WORK INSTRUCTIONS — The entries that follow should be duplicated in full, without a single alteration.

(Beginning of SOURCE DATA)

PR #128, opened 2023-02-16
Tweaks to glamconv and indexing for vectors

sayaks:
Add bool as glam type
Add glamconv/glamtype for Vector2/3/4
Add assert_eq/ne_approx
Add lerp_angle

Split from #124

### DIFF
--- a/godot-core/src/builtin/glam_helpers.rs
+++ b/godot-core/src/builtin/glam_helpers.rs
@@ -71,4 +71,5 @@ macro_rules! impl_glam_map_self {
 }
 
 impl_glam_map_self!(f32);
+impl_glam_map_self!(bool);
 impl_glam_map_self!((f32, f32, f32));
--- a/godot-core/src/builtin/math.rs
+++ b/godot-core/src/builtin/math.rs
@@ -4,6 +4,8 @@
  * file, You can obtain one at https://mozilla.org/MPL/2.0/.
  */
 
+use std::f32::consts::TAU;
+
 pub const CMP_EPSILON: f32 = 0.00001;
 
 pub fn lerp(a: f32, b: f32, t: f32) -> f32 {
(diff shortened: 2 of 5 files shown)


godot-core/src/builtin/glam_helpers.rs
```diff
@@ -55,7 +55,8 @@ pub(crate) trait GlamType {
 }
 
 macro_rules! impl_glam_map_self {
-    ($T:ty) => {
+    ($(,)?) => {};
+    ($($T:ty),+ $(,)?) => {$(
```
Bromeon, line 59: What's the reason behind this? I'd rather repeat the macro invocation than making the macro more complex.

Repetition patterns are mostly useful for token ranges _inside_ the macro body, not for repeating the entire macro.

godot-core/src/builtin/math.rs
```diff
@@ -119,3 +121,9 @@ pub fn cubic_interpolate_in_time(
     let b2 = lerp(a2, a3, if post_t == 0.0 { 1.0 } else { t / post_t });
     lerp(b1, b2, if to_t == 0.0 { 0.5 } else { t / to_t })
 }
+
+pub fn lerp_angle(from: f32, to: f32, weight: f32) -> f32 {
+    let difference = (to - from) % (2.0 * PI);
+    let distance = (2.0 * difference) % (2.0 * PI) - difference;
```
Bromeon, line 127: See [`TAU`](https://doc.rust-lang.org/std/f32/consts/constant.TAU.html)

godot-core/src/builtin/vector3.rs
```diff
@@ -336,3 +340,55 @@ pub enum Vector3Axis {
...
+    type Mapped = Vector3;
+
+    fn to_front(&self) -> Self::Mapped {
+        Vector3::new(self.x, self.y, self.z)
+    }
+
+    fn from_front(mapped: &Self::Mapped) -> Self {
+        Vec3A::new(mapped.x, mapped.y, mapped.z)
+    }
+}
```
Bromeon, line 390: We are not using `Vec3A` at the moment, so this is dead code.

godot-core/src/builtin/vector3.rs
```diff
@@ -336,3 +340,55 @@ pub enum Vector3Axis {
...
+
+impl super::glam_helpers::GlamConv for Vector3 {
```
Bromeon, line 392: `GlamConv` could be imported.

godot-core/src/builtin/vector4.rs
```diff
@@ -4,13 +4,19 @@
  * file, You can obtain one at https://mozilla.org/MPL/2.0/.
  */
 
-use std::fmt;
+use std::{
+    fmt,
+    ops::{Index, IndexMut},
+};
```
Bromeon, line 10: IIRC we don't use this import style elsewhere, maybe keep it flat for now (i.e. two `use` statements).

I think there are nightly rustfmt configs to tweak that, but so far we don't have automation on this 🙂

godot-core/src/builtin/vector3.rs
sayaks: we will be because the transform3d will use `Affine3A`, since there is no `Affine3`, which uses `Vec3A` internally

godot-core/src/builtin/vector4.rs
sayaks: i didn't do this manually so i think this is something rust-analyzer + rustfmt concocted

godot-core/src/builtin/glam_helpers.rs
sayaks: i can change it if you want, but it's not that uncommon afaik. the standard library does it a fair bit, see for instance https://doc.rust-lang.org/src/core/cmp.rs.html#1370.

(End of SOURCE DATA)

YOUR RESPONSE —
PR #128, opened 2023-02-16
Tweaks to glamconv and indexing for vectors

sayaks:
Add bool as glam type
Add glamconv/glamtype for Vector2/3/4
Add assert_eq/ne_approx
Add lerp_angle

Split from #124

### DIFF
--- a/godot-core/src/builtin/glam_helpers.rs
+++ b/godot-core/src/builtin/glam_helpers.rs
@@ -71,4 +71,5 @@ macro_rules! impl_glam_map_self {
 }
 
 impl_glam_map_self!(f32);
+impl_glam_map_self!(bool);
 impl_glam_map_self!((f32, f32, f32));
--- a/godot-core/src/builtin/math.rs
+++ b/godot-core/src/builtin/math.rs
@@ -4,6 +4,8 @@
  * file, You can obtain one at https://mozilla.org/MPL/2.0/.
  */
 
+use std::f32::consts::TAU;
+
 pub const CMP_EPSILON: f32 = 0.00001;
 
 pub fn lerp(a: f32, b: f32, t: f32) -> f32 {
(diff shortened: 2 of 5 files shown)


godot-core/src/builtin/glam_helpers.rs
```diff
@@ -55,7 +55,8 @@ pub(crate) trait GlamType {
 }
 
 macro_rules! impl_glam_map_self {
-    ($T:ty) => {
+    ($(,)?) => {};
+    ($($T:ty),+ $(,)?) => {$(
```
Bromeon, line 59: What's the reason behind this? I'd rather repeat the macro invocation than making the macro more complex.

Repetition patterns are mostly useful for token ranges _inside_ the macro body, not for repeating the entire macro.

godot-core/src/builtin/math.rs
```diff
@@ -119,3 +121,9 @@ pub fn cubic_interpolate_in_time(
     let b2 = lerp(a2, a3, if post_t == 0.0 { 1.0 } else { t / post_t });
     lerp(b1, b2, if to_t == 0.0 { 0.5 } else { t / to_t })
 }
+
+pub fn lerp_angle(from: f32, to: f32, weight: f32) -> f32 {
+    let difference = (to - from) % (2.0 * PI);
+    let distance = (2.0 * difference) % (2.0 * PI) - difference;
```
Bromeon, line 127: See [`TAU`](https://doc.rust-lang.org/std/f32/consts/constant.TAU.html)

godot-core/src/builtin/vector3.rs
```diff
@@ -336,3 +340,55 @@ pub enum Vector3Axis {
...
+    type Mapped = Vector3;
+
+    fn to_front(&self) -> Self::Mapped {
+        Vector3::new(self.x, self.y, self.z)
+    }
+
+    fn from_front(mapped: &Self::Mapped) -> Self {
+        Vec3A::new(mapped.x, mapped.y, mapped.z)
+    }
+}
```
Bromeon, line 390: We are not using `Vec3A` at the moment, so this is dead code.

godot-core/src/builtin/vector3.rs
```diff
@@ -336,3 +340,55 @@ pub enum Vector3Axis {
...
+
+impl super::glam_helpers::GlamConv for Vector3 {
```
Bromeon, line 392: `GlamConv` could be imported.

godot-core/src/builtin/vector4.rs
```diff
@@ -4,13 +4,19 @@
  * file, You can obtain one at https://mozilla.org/MPL/2.0/.
  */
 
-use std::fmt;
+use std::{
+    fmt,
+    ops::{Index, IndexMut},
+};
```
Bromeon, line 10: IIRC we don't use this import style elsewhere, maybe keep it flat for now (i.e. two `use` statements).

I think there are nightly rustfmt configs to tweak that, but so far we don't have automation on this 🙂

godot-core/src/builtin/vector3.rs
sayaks: we will be because the transform3d will use `Affine3A`, since there is no `Affine3`, which uses `Vec3A` internally

godot-core/src/builtin/vector4.rs
sayaks: i didn't do this manually so i think this is something rust-analyzer + rustfmt concocted

godot-core/src/builtin/glam_helpers.rs
sayaks: i can change it if you want, but it's not that uncommon afaik. the standard library does it a fair bit, see for instance https://doc.rust-lang.org/src/core/cmp.rs.html#1370.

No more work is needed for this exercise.